Day Stock Trading
Basic Rule
Day Trading in stock market is all about managing risk, nothing works 100% accurate. Even if you have a trading system which generates 99% of success, there is always a certain chance and probability to lose in day stock trading.
Day Stock trading requirement
Day stock trading requires whole market awareness and try to get latest updates on stocks, companies and its related news, very important is to get market direction (either positive or negative),
Day Stock trading monitoring
Financial Television channels provide all latest buzz on stocks, news, markets and companies. This will really helps for day trader to enter and exit on news based stocks.
Day trading Caution
Day stock trading can’t be done based on single technical charting or based on only technical software. Market awareness is must to exceed in day trading.

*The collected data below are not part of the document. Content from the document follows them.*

PR #173, opened 2024-01-02
Fix wrong version info

MrMusic:
Under certain circumstances, the version info of the gallery is displayed incorrectly in the control panel.
This PR fixes this rare problem.

It also removes a duplicate entry from the joomgallery.xml:
`<plugin group="webservices" plugin="joomgallery"/>`

There's not much to test.


Elfangor93 (approved):
Looks good to me.

Issue #171, opened 2023-12-22
Frontend - Thoughts and discussion about the status at end March 2024 


AlexanderSupp:
Thoughts about the status and first official release in a nutshell

Joomla Version 5.0.1, 10.4.32-MariaDB, PHP Version 8.1.24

There is no any technique or calculation to earn in day stock trading.
Very importantly – Market experience is required to get success in day trading.
New comers to stock markets should be very careful, but in fact they must avoid it unless and until they gain proper knowledge.
Important strategy to follow by day trader
As you are doing day trading you have to book profits on low margins and do multiple trades because you never know when markets turns back, so book profit and get ready for another trade unless you are 100% sure of the trade and market direction.
Remember before you start your day trading
1. Buying and selling or selling and then buying (which are called as short selling) are two basic trades done in day trading.
2. Before you decide to do any one of the trade you have to find out the direction of the market. – It’s not possible to find this 100% accurate.
For example – Indian stock markets will open mostly based on the situation on Asian markets and Asian markets in turn will open based on USA markets.
This is not any hard and fast rule but it is observed most of the time.
Truth of day stock trading
Most of the day stock traders get success by avoiding over trading.
For example – If you have RS 5000 then brokerage firms provide margin on your amount, means you can trade 4 times (margin percentage varies from broker to broker) more on your amount. But if you make use of margin amount then you have to square off your trade before market closes or some brokers provide two days time. This means even if your trade goes against you, you have to square off in loss.
Now lets see other side – If you day stock trade only on your amount then there is no restriction for you to square off because you are not using any margin amount provided by your broker. Now suppose if market turns back and you are in loss then you can take them in delivery and hold them as long as you wish or till that scrip goes up.